Mel was beside herself with a worry that is all too familiar if you have ever lost a cat in the hills. Coyotes ensure they do not survive for long.
I trudged the steep hills with her, stuffing missing cat leaflets through mailboxes and stapling his picture to telegraph poles. In desperation we’d even called upon the services of a cat psychic but a week passed and there was no sign of Monkey. Mel was inconsolable.
Then, driving over to comfort her one afternoon through the countrified snaking lanes, there he was, sitting right in front of someone’s garage. Monkey! I’d found him and it was miraculous! There’s a warm inner glow that comes from heroically solving someone’s problem so spectacularly and my mind raced forward to the happy reunion. I hit the brakes and pulled over to the side of the street, hoping against hope that the noise of the car wouldn’t frighten him back into hiding. I left the car running and the door wide open. Monkey regarded me implacably as I edged closer to him, softly calling his name. As soon as I got the feel of fur under my fingertips I grabbed the scruff of his neck, hoisted him in the air and ferried him rapidly to the car, flinging him onto the back seat and shutting the door in one graceful movement.
On arrival at the house I was jubilant but hardly dared to breathe until I got him safely inside. With my hands under his front legs he dangled precariously as I ran but we made it.
“Mel! I found him!”
Melanie stared at the confused and understandably traumatized ginger cat.
“Uh…that’s not Monkey.”
Solemnly I drove the poor animal back to where he’d been minding his own business until he’d been unceremoniously catnapped.
And finally, just a fireplace – no cats this time.

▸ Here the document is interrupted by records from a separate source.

Issue #67, opened 2026-03-03
Implement Test Orchestration Layer


sugat009:
## Summary

Implement the Test Orchestration Layer as a thin wrapper around npm scripts, based on discovery findings from #18.

## Background

After code and tests are generated, this layer runs the tests and reports results. CHT already has test infrastructure; we orchestrate it.

### 1. Thin Wrapper Around npm Scripts

```typescript
async function runTests(targetProject: string, scope: string): Promise<TestResult> {
  const output = await exec(\`npm run \${scope}\`);
  return parseOutput(output);
}
```

### 2. Available Test Commands (cht-core)

| Command | What it runs |
|---------|-------------|
| \`npm run unit-api\` | API unit tests (with nyc coverage) |
| \`npm run unit-sentinel\` | Sentinel unit tests (with nyc coverage) |
| \`npm run unit-webapp\` | Webapp unit tests (Mocha + Karma) |
| \`npm run unit-shared-lib\` | All shared-libs |
| \`npm run integration-api\` | API integration (starts/stops CouchDB) |
| \`npm run wdio-local\` | E2E tests (builds Docker first) |

### 3. Output Parsing

- Parse Mocha \`spec\` reporter output from stdout
- Integration tests also write to \`tests/results/results.txt\`
- nyc \`text-summary\` for coverage

### 4. No Custom Agent Needed

This is a thin wrapper that shells out to npm scripts and parses output. No LLM involved.

### 5. Future Enhancements

- **CTRF**: Structured JSON test results via \`mocha-ctrf-json-reporter\` (high value, low-medium effort for Mocha/WebdriverIO)
- **dependency-cruiser**: Test impact analysis to run only affected tests (medium value, medium-high effort)
- **nyc-diff**: Changed-line coverage reporting (medium value, low effort)

## Dependencies

- #18 (Discovery: Test Orchestration Layer) — tool evaluation and findings

## Enables

- #64 (QA Supervisor) — needs this layer to function

## Complexity

Low

aniket866:
hi @sugat009 
if this issue is  ready to be worked on
PLEASE FEEL FREE TO ASSIGN

Issue #66, opened 2026-03-03
Implement Test Environment Layer


sugat009:
## Summary

Implement the Test Environment Layer that sets up test environments for manual QA testing, based on discovery findings from #16.

## Background

The Test Environment Layer acts as an independent QA engineer, orchestrating environments, preparing config-driven test data, and managing environment lifecycle.

### 1. Environment Orchestration

- Spin up CHT with correct version/branch using \`npm run local-images\` + \`docker compose\`
- Manage lifecycle (start, reset, teardown)

### 2. Config Discovery

- Fetch deployed config from \`GET /api/v1/settings\` (with auth)
- Parse \`contact_types\` for hierarchy structure, \`roles\` for user types, available forms

### 3. Config-Driven Test Data Preparation

- Generate data that conforms to deployed config
- Create valid hierarchies, people, reports
- Override only when ticket explicitly specifies

### 4. Tools

| Tool | Purpose |
|------|---------|
| \`npm run local-images\` | Build local code into Docker images |
| \`docker compose\` | Container orchestration |
| CHT API | Config discovery, data operations |
| \`cht-conf\` | Configuration upload, user creation |
| CouchDB API | Data verification |

### 5. No Custom Agent Needed

This is orchestration of existing tools. No LLM involved in environment setup.

## Dependencies

- #16 (Discovery: Test Environment Layer) — tool evaluation and findings

## Enables

- #64 (QA Supervisor) — needs this layer to function

## Complexity

Medium

Issue #64, opened 2026-03-03
Create QA Supervisor


sugat009:
## Summary

Create the QA Supervisor that orchestrates code validation, test environment setup, and test execution. This is the QA counterpart to #8 (Development Supervisor).

## Background

After the Development Supervisor generates code and tests, the QA Supervisor takes over to validate quality and run tests. It manages three layers:

1. **Code Validation Layer** (#65) — static analysis (ESLint, TypeScript, Prettier)
2. **Test Environment Layer** (#66) — environment setup (Docker, test data, config)
3. **Test Orchestration Layer** (#67) — test execution and coverage (npm scripts, Mocha, nyc)

### 1. QA Workflow (LangGraph)

```
Development Supervisor Output (code + tests)
    ↓
Code Validation Layer (lint, typecheck, format)
    ↓ (blocking failures stop here)
Test Environment Layer (spin up CHT, create test data)
    ↓
Test Orchestration Layer (run tests, collect coverage)
    ↓
Human Checkpoint #2 (review results)
```

### 2. Input/Output

**Input**: Generated code files and test files from Development Supervisor
**Output**: Validation results, test results, coverage report, pass/fail status

### 3. Error Handling

- Validation failures: categorize as blocking (lint errors) vs warning (style issues)
- Test failures: report with details for Human Checkpoint #2
- Environment failures: report setup issues, suggest fixes

## Dependencies

- #65 (Implement Code Validation Layer)
- #66 (Implement Test Environment Layer)
- #67 (Implement Test Orchestration Layer)

## Enables

- Master Supervisor integration
- Human Checkpoint #2

## Complexity

Medium

Issue #63, opened 2026-03-03
Implement Test Generation Layer


sugat009:
## Summary

Implement the Test Generation Layer that generates tests following CHT conventions, based on discovery findings from #15.

## Background

Test generation is deliberately **separate from code generation** so the model doesn't "defend" its own code and skip negative tests. The layer uses CHT test patterns from agent-memory to generate Mocha/Chai/Sinon tests.

### 1. CHT Pattern Awareness

The layer should generate tests using established CHT patterns:
- **Unit**: Mocha + Chai + Sinon, `*.spec.js` naming, `sinon.restore()` in `afterEach`
- **Integration**: Rosie factories, CHT contact hierarchy, `saveDocs()`/`createUsers()` utilities
- **E2E**: WebdriverIO + Page Object Model, `test-id` selectors

### 2. Requirements-Mapped Output

Produce a checklist mapping requirements to test scenarios (happy path, error, edge case, boundary) for human review at Checkpoint #2.

### 3. Pipeline

```
Requirements + Generated Code + CHT Patterns (agent-memory)
    ↓
Test Generation (LLM generates Mocha/Chai/Sinon tests)
    ↓
Basic Gate (compile + pass + increase coverage)
    ↓
Requirements Checklist (requirement → test scenario mapping)
    ↓
Human Checkpoint #2
```

### 4. Future Enhancements

- StrykerJS mutation testing as an internal quality gate
- Tiered code visibility (interface-only for unit, full code for integration)
- TDD mode (test-first generation)

## Dependencies

- #15 (Discovery: Test Generation Layer) — patterns and tool findings

## Enables

- #8 (Development Supervisor) — needs this layer to function

## Complexity

Medium-High

PR #86, opened 2026-04-08
feat(#62): implement code generation layer

### LINKED ISSUE #62: Implement Code Generation Layer
## Summary

Implement the Code Generation Layer with a pluggable module interface, based on discovery findings from #14.

## Background

The Code Generation Layer generates code following CHT patterns and standards. It uses a module interface so different tools (Claude API, Claude Code CLI, OpenCode, etc.) can be plugged in.

### 1. Module Interface

Based on the specification from #14:

```typescript
interface CodeGenModule {
  name: string;
  version: string;
  generate(input: CodeGenModuleInput): Promise<CodeGenModuleOutput>;
  validate?(): Promise<boolean>;
}
```

### 2. Directory Structure

```
src/layers/code-gen/
├── interface.ts
├── modules/
│   ├── claude-code-cli/
│   ├── claude-api/
│   └── opencode/
└── registry.ts
```

### 3. Module Registry

Registry pattern for selecting and loading modules. Extend the existing `LLM_PROVIDER` env variable approach.

### 4. At Least One Working Module

Implement the Claude API module as the default, since it already partially exists.

## Dependencies

- #14 (Discovery: Code Generation Layer) — interface specification

## Enables

- #8 (Development Supervisor) — needs this layer to function

## Complexity

Medium

sugat009:
## Summary

- Add multi-round tool-use loop in Anthropic provider for filesystem access during code generation (read_file, list_directory)
- Add Beads session tracking for code gen pipeline (plans, per-file progress, failures)
- Add selective regeneration: carry forward passing files on retry, only regenerate failing ones
- Replace naive positional diff with LCS-based `diff` package for validation prompts
- Loosen manifest scope so the plan LLM can reference files outside the pre-gathered index (e.g. permission configs, shared settings)
- Exclude test files from code gen plan (handled by separate Test Environment Agent)
- Add per-file validation feedback (FileValidationFeedback) for targeted retries
- Fix disableTools/tools option contradiction across CLI and API providers
- Fix operator precedence bug in looksLikePythonScript
- Extract shared utilities: createModel helper, FailingFileRef type, extractTextContent, capMaxTokens

#62

## Test plan

- [x] `npm run build` passes
- [x] `npm test` passes (291 tests)
- [x] Full workflow tested with Claude CLI provider — generates correct files, no test files in plan
- [x] Full workflow tested with Claude API provider — generates correct files with tool-use, no test files in plan
- [x] Both providers produce functionally equivalent output for the same ticket
- [x] Manifest scope fix confirmed: `default-permissions.js` now included in plan when permission-related features are generated
- [x] Manual verification of generated CHT-Core code on localhost:5988

## Update: legacy test-environment-agent removed

Drops the legacy `src/agents/test-environment-agent.ts` prototype that conflated test generation (#63), test environment setup (#66), and test orchestration (#67) into one LLM-driven agent. The architecture splits these across three layers under a future QA Supervisor (#64). The Development Supervisor's validation node is now code-only; the persistence helpers (`writeToStaging`, `writeToChtCore`, `getAllGeneratedFiles`) no longer reach into `state.testEnvironment`; and the `setupTests` graph node is gone, so the workflow runs `generateCode → validateImpl` directly. This supersedes the "handled by separate Test Environment Agent" note in the summary above.

Commits:
- `b461140` remove legacy test-environment-agent ahead of #63 implementation
- `097f078` drop test-env consumers from validation node and persistence
- `5057169` clean stale test-env comments in edited files

Gates after removal: build and lint green, 629 tests passing, coverage 83.31/69.36/82.11/85.07 (thresholds 78/60/72/78), SonarCloud Quality Gate OK with 0 new issues. QA verified the rewired graph executes at runtime (`generateCode → validateImpl`, no `setupTests`) with no validation-score regression.

🤖 Generated with [Claude Code](https://claude.com/claude-code)


sugat009:
Fixing merge conflicts...

Hareet:
@witash 
Could we get your feedback/review on this?

witash (approved):
Its maybe a moot point for this PR, but in future I think we need to split these large PRs into smaller pieces; its not realistic to meaningfully do a line-by-line review of 100 files and 22,000 lines; even if it ends up being mutliple PRs with the same total changes, its easier to understand independent pieces individually.

ran manually over both the sample tickets in the repo (just to see it working) and over the datasource migration tickets.
the datasource migration tickets can't take advantage of the context database as much, and there are some inaccuracies (or maybe preferences where the AI has chosen a different preference) in the ticket descriptions, that lead to inaccuracies in the generated code, but the agent generated apparently working and correct code for each of the tickets, based off the descriptions. Although not completely read to just submit as a PR because of test failures.

a few notes:
this branch implements both beads and has its own todo-tracker.
Are both really necessary?

I looked at the prompt rules, static validators, and the LLM validation.
Also due to the large diff size, its a little hard to understand and evaluate every piece, but not many notes...
For typescript shared-libs, the compile step is important; without it, it does generate code that doesn't compile. But its only for `claude-code-cli`, otherwise it doesn't run compile, is there a reason?

The tickets I tested did not do much on the frontend, so the Angular checks I just skimmed; claude proposed some small tweaks but I don't think its worth it to fiddle with them too much now. I guess these will iterate after this gets merged and gets more usage anyway.

The AST signature validator detect only growth in the parameters, and is relevant only for JS files or when the compile gate is not used, because tsc would catch signature mismatches usually. Most of the cht code is not TS so that's fine, but then do we want to make the signature validator stricter?

One thing thats notably missing is running unit tests...I know that's another PR, but a big difference between using these agents and claude code in interactive mode is that claude code runs the unit tests frequently; for tickets like the datasource migrations which include a lot of modifications and not many additions, tests are a much more concrete and measurable way to validate that nothing existing broke accidentally than the validations in this branch. And small changes to tests can end up being a large portion, even the majority, of the diff. Not running them in the validation stage seems missing, and can generate code that doesn't pass tests.
So nothing to change here, but just noting that when the test branch is merged, I think it will improve the validation as well.

Hareet:
Thanks for some great feedback! @witash I'm concerned about the 2nd paragraph -- Let's fix our data-labeling (domains, descriptions, input tickets, context funneling). Some narrower ideas below

> an manually over both the sample tickets in the repo (just to see it working) and over the datasource migration tickets.
the datasource migration tickets can't take advantage of the context database as much, and there are some inaccuracies (or maybe preferences where the AI has chosen a different preference) in the ticket descriptions, that lead to inaccuracies in the generated code, but the agent generated apparently working and correct code for each of the tickets, based off the descriptions. Although not completely read to just submit as a PR because of test failures.

The datasource tickets struggle because it seems like a domain / context-selection gap: they route to data-sync, whose corpus is all replication memory, not the cht-datasource query-layer shape (qualifier/adapter/endpoint) these tickets would be better off with. The agent injects the wrong pattern there. Root cause is that cht-datasource has no clean home in our 9 domains (pitfall says data-sync, precedent says contacts, template says data-sync). #11174 shows the real axis is a Person/Place/Contact/Report data-access hierarchy. 

Proposing a first-class data-access domain + populating its component index/patterns; I'll open a follow-up and link it here. Seems the description in #11174's "same qualifier union as getUuidsPage," pushed the agent toward the rejected design. cc: @sugat009

sugat009:
@witash thanks for the thorough review, the datasource-migration runs were the most useful signal.

**beads vs todo-tracker:** different layers, not redundant. `TodoTracker` is ephemeral console progress; `BeadsCodeGenSession` wraps the external `bd` CLI for durable issues and is env-gated (a no-op when uninitialized). Removed the unused surface on both.

**Compile gate only for `claude-code-cli`:** closed this cycle, the `claude-api` path now runs the same gate. Since it synthesizes in memory, it snapshots cht-core, materializes the files behind a path guard, runs `tsc --noEmit`, and rolls back. Both Claude transports now type-check their output.

**Stricter AST signature validator:** deliberately light (param-growth only), and with both paths now on the compile gate `tsc` supersedes it, so its niche shrank further. Also fixed a ReDoS in its permission-literal regex (the brittle-regex bit you flagged). TS-aware checks are a follow-up if ever needed.

**Running unit tests in validation:** agreed it matters, but it's the downstream QA phase's job (Test Environment / Orchestration / QA Supervisor), which runs after development and isn't wired in yet. This PR is code-gen; its validation is generation-time (compile + static/AST). Your point is exactly what that phase is for.

Since your review: removed ~470 lines of dead code, fixed a parser bug, added the API compile gate, raised coverage toward main (85/72/84/86), and cleared the SonarCloud findings.

On PR size, fully taken, we'll keep the follow-ups (coverage to 95/85, `writeToChtCore` hardening, the manual `claude-api` run) as separate, smaller pieces.

sugat009:
@Hareet agreed, we settled this in the team meeting: proceed with a first-class datasource/data-access domain, go ahead and raise the PR for it.

Populate it by running the #119 pipeline over the cht-datasource tickets. That lines up with Kombo's observability, once the Langfuse instrumentation (#127) merges and points at the deployed instance, the datasource run rides on the same pipeline pass, so we get traces for it and a clean before/after. And agreed the input labeling (the #11174 description that steered the agent) needs fixing alongside the domain, not the domain alone.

Life at George’s Gothic mansion in Hampstead barely went a week without an invasion from a journalist, a photographer or a film crew and my standard response was to make tea for everyone and discreetly retire to another part of the vaunted house for the duration of whatever was going on. As well as a documentary on his life in general that blocked out around three days a week there were also crews filming for international music shows and the like.
Often they chose the living room as their preferred backdrop, being the most impressive room in the house. The carved oak ceiling is original to the Grade II listed building, designed in 1872, as is the enormous oversized stone fireplace that reaches up to meet it but the hand painted walls depicting delicate antique musical instruments are George’s own addition.
The director of the shoot had the idea to position an ornately carved chair in front of the imposing fireplace and interview George sitting on it.
However, not being a fireplace that generally sees a lot of use, instead of a grate or a guard the cavernous interior housed a giant flat screen TV. The pair of mossy green couches, the only other furniture in the room, faced the TV in the fireplace and it was from the couches we would watch Eggheads or Question Time, George yelling comments from one, me from the other.
Only a minor annoyance, we managed to unplug the cables and shift the TV to one side, replacing it with the chair, and the interview proceeded with no further ado. Fortunately there were plenty of hands to help with putting the heavy flat screen back when they were done.
Some months later I am alone in the house while George is fulfilling tour duties in South America. I see the documentary is due to be aired and I think to myself, oh, I’ll watch that.
On it comes. However, I am now in George’s living room, watching George who isn’t in the living room, but is on the television (which is back in the fireplace) sat on a chair in the fireplace.
He is in the fireplace in the fireplace.
There’s only one response to that kind of slow-motion horror story sort of parallel universe and you’ll be proud that I executed it. I ran from the room screaming. Thank GOD he wasn’t there. I sincerely feel my head would have exploded.